I am looking for opinions, reviews or experiences in using the hilife brand.

A bit of background info as to why I am doing this is that I have a 9-10 week old kitten who has issues with a bit of a sensitive tummy. He has been treated by the vet for possible coccidia with panacur and amoxicillin. He no longer deposits that yucky yellow diarreah in the litter tray, but he does still have a dodgy tummy which seems to settle more so when hes on a bland diet of poached chicken.

I am thinking of trying him on hilife, previously he has been on whiskas (loves but gives him the runs) and I have also tried him on Eukanuba intestinal - which he eats for one day then refuses but his stools improved! 

So is hilife a good food to try him on? I might sound thick but should I use kitten or adult - is there much difference between the two?


----------



## Satori (Apr 7, 2013)

It's a decent mid-quality food. Grain free, but not starch free, and having a 50% meat content. Overpriced, for what it is, I would always buy it on 3 for 2. You should stick to the basic pate, natures essentials or tempt-me chicken flavours. Some of the others are incomplete and/or contain sugar.

Two of mine have sensitive tummies and they tolerate it well, though I don't feed it often at all.

With high quality foods the difference between adult and kitten tends to be unimportant. With Hilife, I would stick to the kitten version to be on the safe side.


----------



## lymorelynn (Oct 4, 2008)

I often start my kittens off on HiLife kitten and find they tolerate it well. Another in the same sort of price/type range is Natures Menu which I also use in weaning without problems.


----------



## ljs85 (Jun 2, 2012)

I use it as a small part of my food rotation, along with Butchers Classic and Carny.

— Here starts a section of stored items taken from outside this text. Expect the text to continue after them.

PR #1664, opened 2024-10-14
Add test for incorrect max_past_epochs value

keks:
I rebased @neekolas' commit from #1660  on top of our new main that already fixes the issue.


kkohbrok (commented):
Thanks for the PR! So far, we've used `#[cfg(test)]` when making stuff available selectively for tests. So for consistency reasons I have a slight preference for that. Otherwise this looks good!

franziskuskiefer (approved):
lgtm
Not sure about @kkohbrok's `cfg` comment. Is it about making `max_epochs` `pub(crate)` visible?

kkohbrok:
Yes, I was referring to the visibility of the `max_epochs` field. But as I said, I don't have a strong opinion here, so feel free to merge.

keks:
Alright, I'll get it in as-is.

PR #1672, opened 2024-10-31
`VerifiableGroupInfo::epoch()` added to public API

### LINKED ISSUE #1671: `VerifiableGroupInfo::epoch()` in public API
I have a small issue & PR and would like to contribute. Thanks!

Not exactly -- I've encountered a situation where I want to inspect the epoch in a `VerifiableGroupInfo` object (created from a received `GroupInfo` message) in addition to the group_id. As best as I can tell, the public API does not allow for reading that property.

**Describe the solution you'd like.**
A method in the `VerifiableGroupInfo` public API for reading the epoch.

josephlukefahr:
Closes #1671


franziskuskiefer (approved):
Thanks for your contribution!
I agree that this may be useful information in order to validate an incoming group info on the application level.

PR #1682, opened 2024-11-22
Sqlite storage provider crate

kkohbrok:
Add a sqlite-backed storage provider to the OpenMLS crate ecosystem based on the `rusqlite` crate.


strong84:
Have some questions about the [CURRENT_VERSION](https://github.com/openmls/openmls/blob/f3e165b69c04c05c9b8e2c452fd8c041da6b1334/traits/src/storage.rs#L8):

In [MemoryStorage](https://github.com/openmls/openmls/blob/ffff3f7d9897080e61018db1c22911f80dd5810b/memory_storage/src/lib.rs#L983) CURRENT_VERSION is appended after the key. Looks like CURRENT_VERSION is not used In this [SqliteStorageProvider](https://github.com/openmls/openmls/tree/konrad/sqlite_storage_provider/sqlite_storage) branch.

In the [OpenMls Book](https://book.openmls.tech/traits/traits.html) it says:
`The traits are generic over a VERSION, which is used to ensure that the values that are persisted can be upgraded when OpenMLS changes the stored structs.`

How does the CURRENT_VERSION work?

kkohbrok:
> Have some questions about the [CURRENT_VERSION](https://github.com/openmls/openmls/blob/f3e165b69c04c05c9b8e2c452fd8c041da6b1334/traits/src/storage.rs#L8):
> 
> In [MemoryStorage](https://github.com/openmls/openmls/blob/konrad/sqlite_storage_provider/memory_storage/src/lib.rs) CURRENT_VERSION is appended after the key ([here](https://github.com/openmls/openmls/blob/ffff3f7d9897080e61018db1c22911f80dd5810b/memory_storage/src/lib.rs#L983)). Looks like CURRENT_VERSION is not used in that way in this [SqliteStorageProvider](https://github.com/openmls/openmls/tree/konrad/sqlite_storage_provider/sqlite_storage) branch.
> 
> In the [OpenMls Book](https://book.openmls.tech/traits/traits.html) it says: `The traits are generic over a VERSION, which is used to ensure that the values that are persisted can be upgraded when OpenMLS changes the stored structs.`
> 
> How does the CURRENT_VERSION work?

Hi @strong84, since it might be of interest outside of that PR, I [answered your original question in the discussions section](https://github.com/openmls/openmls/discussions/1677#discussioncomment-11395082).

To answer the part of your question relevant to this PR: I had not accounted for the VERSIONING yet. I just added it in the last few commits. Now, the version is stored in a dedicated column in each table and explicitly compared against the current `STORAGE_PROVIDER_VERSION`. It should ensure that code only touches data it's meant to touch (i.e. running an updated provider version against an older (unmigrated) DB doesn't touch the data on that DB. I'm sure there are other ways of doing this, though.

keks (commented):
Thanks for tackling this! I have a few questions :)

I would say that the majority of the schema uses Sqlite as something like a denormalized relational database. It doesn't use or need JOINs and lists are encoded to fit within a single field. The group state however is modeled in a kv-store style. Is there a reason for handling these differently?

Another question I have, and I don't yet know what I think would be the right answer, is when to use INSERT and when to use INSERT OR UPDATE. Currently the latter is only used for the group state fields, and I am not 100% sure that this is correct (I also am not sure it's wrong, just wanted to make sure we understand this). The reason I am concerned here is that not overwriting sensitive data or returning stale data would both be pretty bad. Happy to talk this through on chat or a call, but we probably should document the outcome of that.

Another idea: AFAIK Sqlite supports in-memory databases. Maybe we can run the OpenMLS test suite against it on CI?

strong84:
in `sqlite_storage/src/group_data.rs` the  `UseRatchetTreeExtension` is not used anywhere. And the related fn does not exists in `StorageProvider` trait? How it is used?

strong84:
> Thanks for tackling this! I have a few questions :)
> 
> I would say that the majority of the schema uses Sqlite as something like a denormalized relational database. It doesn't use or need JOINs and lists are encoded to fit within a single field. The group state however is modeled in a kv-store style. Is there a reason for handling these differently?
> 
> Another question I have, and I don't yet know what I think would be the right answer, is when to use INSERT and when to use INSERT OR UPDATE. Currently the latter is only used for the group state fields, and I am not 100% sure that this is correct (I also am not sure it's wrong, just wanted to make sure we understand this). The reason I am concerned here is that not overwriting sensitive data or returning stale data would both be pretty bad. Happy to talk this through on chat or a call, but we probably should document the outcome of that.
> 
> Another idea: AFAIK Sqlite supports in-memory databases. Maybe we can run the OpenMLS test suite against it on CI?

For `GroupData` to be implemented as a KV store. I think it is a right call here. Otherwise there would be more tables, or one table with all `GroupDataType` as column, and you will have multiple UPDATE/DELETE/SELECT sql calls matching each column. The KV store is more convenient to my understanding. I probably will do the same here.

Because the group is evolving, group data is changing, so it should be `INSERT OR REPLACE`.

keks:
> For GroupData to be implemented as a KV store. I think it is a right call here. Otherwise there would be more tables, or one table with all GroupDataType as column, and you will have multiple UPDATE/DELETE/SELECT sql calls matching each column. The KV store is more convenient to my understanding. I probably will do the same here.

I am not sure what you mean. What I would have done is having a table where each field of the GroupState is a column, and each group has a single row. I would still denormalize lists into individual cells, so a single table is enough. That row can be selected, updated and deleted using a single SQL statement. On the other hand, updating the group state in KV style requires several statements (which is fine as well, because we don't batch updates anyway).

strong84:
> > For GroupData to be implemented as a KV store. I think it is a right call here. Otherwise there would be more tables, or one table with all GroupDataType as column, and you will have multiple UPDATE/DELETE/SELECT sql calls matching each column. The KV store is more convenient to my understanding. I probably will do the same here.
> 
> I am not sure what you mean. What I would have done is having a table where each field of the GroupState is a column, and each group has a single row. I would still denormalize lists into individual cells, so a single table is enough. That row can be selected, updated and deleted using a single SQL statement. On the other hand, updating the group state in KV style requires several statements (which is fine as well, because we don't batch updates anyway).

Yeah you are right. There are other benefits, it saves some storage space. There is no need to save `group_id` for each type of GroupData comparing to KV Style. And It is easier to view all group info, the table is more human readable if you open the db file with some viewer application. For this, I totally agree with you.

But still, I think we need multiple statement to select/update/delete each type of GroupData. Because funcs in StorageProvider trait only need one type of GroupData at a time. And the KV style here has some benefit. It just needs one generic select/update/delete fn for all type of GroupData.

kkohbrok:
Thanks for the reviews!

- KV vs. single row per GroupId: @strong84 has already listed the pros and cons. I find the KV style a little more natural given the structure of the trait and the fact that we don't batch-update. Not having to initialize with empty fields is a bonus, too.
- INSERT vs. INSERT OR REPLACE: As @strong84 has already explained, GroupData is the only place where we don't store on a per-epoch basis (and explicitly delete where necessary) or where data generally isn't update, just deleted (e.g. Proposals, KeyPackages, KeyPairs, etc.). I could change everything to `INSERT OR REPLACE` in case I'm wrong somewhere, but I'd rather be deliberate and only use it where necessary.
- Not using UseRatchetTreeExtension: UseRatchetTreeExtension has been removed from the storage provider trait in #1643 as it's is already present in the group config, which is stored elsewhere in the storage provider.
- `store` for `openmls_leaf_nodes`: Good catch! Going with AUTOINCREMENT as you suggest seems more natural to me, so I've gone with that.

keks:
Sorry for only now taking the time to review this again. Did you see my comment on running the OpenMLS tests using an in-memory sqlite db?

keks (approved):
I think this is in a good state now, let's merge it!

PR #1683, opened 2024-11-23
ci: Fix coverage

### LINKED ISSUE #1680: Fix Coverage CI
The coverage CI job is failing with 

```
 error: unknown unstable option: `profile`
```

The coverage hasn't been used well for a while. When fixing this we should make sure that the run is actually useful again.

raphaelrobert:
Fixes #1680.


franziskuskiefer (approved):
Thanks for fixing this.
We should make sure that the output is actually useful. But at least it's running again.

PR #1688, opened 2024-12-03
Fix Typo and add GroupContextExtension example for Unknown Extensions

### LINKED ISSUE #1686: Add example showing how an application can insert and access GroupContextExternsions

keks:
This PR fixes typos in the name of a commit builder function, adds an getter for unknown extensions in `Extensions` and adds a test case that serves as an example for how to access custom group context extensions, both when joining from a welcome or when processing a commit.

Fixes #1686

### DIFF
--- a/openmls/src/extensions/mod.rs
+++ b/openmls/src/extensions/mod.rs
@@ -420,6 +420,19 @@ impl Extensions {
                 _ => None,
             })
     }
+
+    /// Get a reference to the [`UnknownExtension`] with the given type id, if there is any.
+    pub fn unknown(&self, extension_type_id: u16) -> Option<&UnknownExtension> {
+        let extension_type: ExtensionType = extension_type_id.into();
+
+        match extension_type {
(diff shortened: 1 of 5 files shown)


openmls/src/extensions/mod.rs
```diff
@@ -420,6 +420,19 @@ impl Extensions {
                 _ => None,
             })
     }
+
+    /// Get a reference to the [`UnknownExtension`] with the given type id, if there is any.
+    pub fn unknown(&self, extension_type_id: u16) -> Option<&UnknownExtension> {
```
franziskuskiefer, line 425: This is a new public function that should go into the changelog.

franziskuskiefer (changes requested):
lgtm with one nit.

Looks like we also didn't add the commit builder to the changelog. Let's do that in a follow-up.

franziskuskiefer (approved):
Thanks

PR #1690, opened 2024-12-16
Fix issue uncovered by new test

keks:
I wanted to write a reproducer for an issue I think I identified, but unfortunately the test fails even before I get to that place. Now I need to debug that first.

Opening this as a Draft PR for sharing and running CI.


keks:
This is just a bug in the test; I use the wrong provider in a few places.

PR #1629, opened 2016-01-13
Added role info when register Swarm to Mesos.

klaus1982:
Signed-off-by: Klaus Ma <klaus1982.cn@gmail.com>

### DIFF
--- a/cluster/mesos/cluster.go
+++ b/cluster/mesos/cluster.go
@@ -39,6 +39,7 @@ type Cluster struct {
 	taskCreationTimeout time.Duration
 	pendingTasks        *queue.Queue
 	engineOpts          *cluster.EngineOpts
+	role                string
 }
 
 const (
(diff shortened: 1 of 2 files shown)


cluster/mesos/cluster.go
```diff
@@ -82,13 +83,19 @@ func NewCluster(scheduler *scheduler.Scheduler, TLSConfig *tls.Config, master st
 	// Empty string is accepted by the scheduler.
 	user, _ := options.String("mesos.user", "SWARM_MESOS_USER")
 
+	var found bool
+
+	if cluster.role, found = options.String("mesos.role", "SWARM_MESOS_ROLE"); !found {
```
jimenez: What do you think if we put our `var found bool` inlined with the `if` as follow: 
```
if role, found := options.String("mesos.role", "SWARM_MESOS_ROLE"); found {
 cluster.role = role
}
``` 

And make the default `"*"` part of the initialization of Cluster line 78.

jimenez:
Thanks @klaus1982 ! Could you also add an integration test for this?

klaus1982:
Sure, I'll add some integration test for it.

jimenez:
Hi @klaus1982 , it'd be great if you could rebase this :)

vieux:
@klaus1982 please ping use to reopen once you rebased.

PR #1633, opened 2016-01-13
New network functions for mesos cluster: CreateNetwork(), RemoveNetwork(), and Networks()

ezrasilvera:
Implement the missing network functions for mesos cluster.  
These functions allow us to support the new docker bridge and overlay networks by 
1) Create a network 2) create a container with net=none 3) connect the container to the network created in (1)

We are also working on adding the new network capabilities as part of createContainer (support --net=userNetworkName but this require some changes to the mesos executer (that we are starting to push as well)

### DIFF
--- a/cluster/mesos/cluster.go
+++ b/cluster/mesos/cluster.go
@@ -9,6 +9,7 @@ import (
 	"io"
 	"os"
 	"sort"
+	"strings"
 	"sync"
 	"time"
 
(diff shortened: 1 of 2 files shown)


vieux:
ping @jimenez

cluster/mesos/cluster.go
```diff
@@ -242,7 +243,47 @@ func (c *Cluster) RemoveImages(name string, force bool) ([]*dockerclient.ImageDe
...
+	}
+
+	c.scheduler.Lock()
+	nodes, err := c.scheduler.SelectNodesForContainer(c.listNodes(), config)
+	c.scheduler.Unlock()
+	if err != nil {
+		return nil, err
+	}
+	if nodes == nil {
+		return nil, nil
```
dongluochen: I think it better to return error here.

ezrasilvera:
@dongluochen you are probably right but I tried to stay with the exact same errors that are returned in the case of the native swarm (without mesos) cluster. 
Maybe it would be better tat after this is merged I can have another PR to change the returned value on both the swarm and mesos cases?

ezrasilvera:
@dongluochen @jimenez I have fixed the error messages.

dongluochen:
LGTM. Thanks @ezrasilvera.

ezrasilvera:
@dongluochen @jimenez - any idea when it's going to be merged   ?

jimenez:
@ezrasilvera Thanks for adding this! this LGTM but before merging we need to have some integration tests. They should be very similar to those for Swarm stand alone. (It's impossible to test multihost network in the Swarm CI, but at least you can try creation and removal of a bridge network)

ezrasilvera:
@jimenez Thanks. I have added an integration test for all the network functions for mesos cluster. All passed..
ok 142 mesos - docker network ls
ok 143 mesos - docker network inspect
ok 144 mesos - docker network create
ok 145 mesos - docker network rm
ok 146 mesos - docker network disconnect connect

jimenez:
LGTM, Thanks @ezrasilvera !

PR #1642, opened 2016-01-15
Tcp user timeout

dongluochen:
Swarm implements TCP user timeout for dead peer detection. A sender can break the connection within 20 seconds, comparing with Linux default 15 minutes. We don't want to introduce cgo in swarm so it makes compromise on golang experiment package.

### DIFF
--- a/cluster/utils_windows.go
+++ b/cluster/utils_windows.go
@@ -1,0 +1,16 @@
+// +build !linux,!darwin
+
+package cluster
+
+import (
+	"errors"
+	"net"
+	"time"
+)
+
+// setTCPUserTimeout doesn't work under Windows because Go doesn't support
+// the option and swarm doesn't support cgo
+// This is a usability enhancement. Service shouldn't fail on this error.
+func setTCPUserTimeout(conn *net.TCPConn, uto time.Duration) error {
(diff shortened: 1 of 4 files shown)


cluster/utils_windows.go
```diff
@@ -0,0 +1,15 @@
...
+import (
+	"errors"
+	"net"
+	"time"
+)
+
+// SetTCPUserTimeout doesn't support Windows because Go doesn't support
+// the option and swarm doesn't support cgo
+func setTCPUserTimeout(conn *net.TCPConn, uto time.Duration) error {
+	return errors.New("Go doesn't have native support for TCP_USER_TIMEOUT for this platform")
```
abronan: I'm concerned about this, does this mean that a Manager can't be started on a Windows Host because it does not support `TCP_USER_TIMEOUT`?

dongluochen: Thanks for bringing it up. TCP_USER_TIMEOUT is a good to have feature. Dockerclient doesn't fail if this setting is not supported by a system. I  will add a comment for this.

dongluochen:
Rebase and update use case comment.

abronan:
LGTM

ping @vieux

vieux:
LGTM !

vieux:
thanks @dongluochen

PR #1644, opened 2016-01-15
Allow specifying default resource constraints when running swarm manager

clinta:
Allow specifying default resource constraints with cluster options. This is very useful when using other tools interacting with swarm cannot create containers because they do not expose options for --cpu-shares or --memory.


nishanttotla:

Issue #1648, opened 2016-01-18
swarm in spread problem


yutian1224:
docker version: 1.9.1
swarm version: 1.01
nodes1: 25c 64g
nodes2: 25c 64g
nodes3: 42c 128g
nodes4: 42c 128g

I use swarm in spread strategy, but the memory of nodes are different.
The number of containers in node isn't grow up accoring to the specifications.

![image](https://cloud.githubusercontent.com/assets/13673671/12384503/a6081e0a-bded-11e5-912a-2fbe8a65e9c1.png)

alu:
If you need the spread distribute by resource, you have to specify memory limit (by `--memory`) or cpu limit (by `--cpuset-cpus` or `--cpu-shares`). Because swarm can get resource information just at the parameters.

yutian1224:
Thanks.
Is the "--memory-reservation" works too?

alu:
So far, it doesn't work for that.

schmunk42:
I noticed something similar, when images are not pulled beforehand on every node.

vieux:
hi @yutian1224, as @alu explained this is the expected behavior.
If you don't use any CPU (-c) or Memory (-m) resource, swarm is going to simply use the number of containers to spread evenly, that's why the number of containers in the same on every node.

I added a few tests in this PRs https://github.com/docker/swarm/pull/1657 to check that it's working as expected, I added a test were a node has twice as much CPU/Memory as the other once and Swarm places twice as much containers on the bigger node, as expected.

@schmunk42 it it's a private image it's expected since swarm applies an image affinity to make the run succeed (since swarm can pull private images during docker run, only in docker pull)

schmunk42:
@vieux Is there an issue about this to track? I looked around, but found nothing specific; also `docker-compose` related in my case.

vieux:
@schmunk42 since we don't want to store user's credentials in swarm, we nothing much we can do about it :/

amitshukla:
@yutian1224 does the above answer your question?

yutian1224:
yes,thanks for all

PR #1657, opened 2016-01-19
Add more unit tests for spread strategy

vieux:
Related to #1648

### DIFF
--- a/scheduler/strategy/spread_test.go
+++ b/scheduler/strategy/spread_test.go
@@ -8,6 +8,44 @@ import (
 	"github.com/stretchr/testify/assert"
 )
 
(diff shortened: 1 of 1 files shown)


MHBauer:
LGTM as it is.

Is there any concept of a memory heavy or cpu heavy balancing that would need to be tested? (i.e. same number of cpus, but one with twice is much memory, or one with same amount of memory, but twice as much cpus?) Not sure if relevant, just want to either cover the space or discount it.

abronan:
@vieux Should we add a test for memory too? Also I'm wondering the same thing than @MHBauer, maybe adding a more intricate test with varying CPUs, RAM in a completely unbalanced way could be interesting even though outside of the scope of this PR.

LGTM as is though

Mine like it a bit too much! Often gulping it down and on the one occasion one has been sick because they ate it too fast. No tummy troubles though.


----------



## catgirl1107 (Oct 12, 2013)

That's good to know that it is tolerated well and doesn't cause any tummy upsets. I think I will get some tomorrow and try and give him a small bit mixed in with the poached chicken, hopefully it wont upset his tummy!! Which sort is best to buy, jelly, gravy or pate?


----------



## Satori (Apr 7, 2013)

The kitten line is pate only. From the adult line (if you feed it) just avoid the tuna favors, the indulge-me product and the tempt-me 'poutry presentation'.


----------



## Trogers (Jul 11, 2012)

How come you should avoid the tuna and poultry presentation ones?


----------



## Satori (Apr 7, 2013)

The poultry presentation product is junk; 8% flavour meat, flours, added sugars. Yuck. It is of the same quality as, say, Felix.

Tuna should be fed only as an occasional great in any form. It is implicated in a number of morbidities, not least because of its high mercury content. It is a completely unnatural food for a cat yet is has an addictive quality. Personally I keep it in reserve for emergency use where extreme treats are called for.


----------



## Trogers (Jul 11, 2012)

Thanks for your reply. Mine love both, eek!!
Is the regular chicken in jelly better?


----------



## Satori (Apr 7, 2013)

Depends what you mean by regular chicken in jelly. Hilife has a confusing range and a jumbled marketing strategy. People refer to Hilife cat food as though it were homogeneous but it ranges from 'Natures Essentials' (mostly quite good) down to 'Pets Pantry' (some of the very worst cat food on the market). In between you have 'tempt me' which has a mixture of the good, bad and ugly; then indulge me, which isn't really cat food at all. :::

Thank god these people are not running the country. But then again.....

If you mean tempt-me chopped chicken in jelly, yes that one is pretty good.


----------



## Trogers (Jul 11, 2012)

Wow, confusing!
Yup, I meant the temp me chopped chicken one.
Thanks


----------



## Vista (Oct 4, 2013)

I fed my 2 on the Tempt me range for a while as an alternative to the likes of Sheba. I now use the Tetra packs of Bozita but the 190g ones and they love it and have experienced no digestion issues in anyway.


----------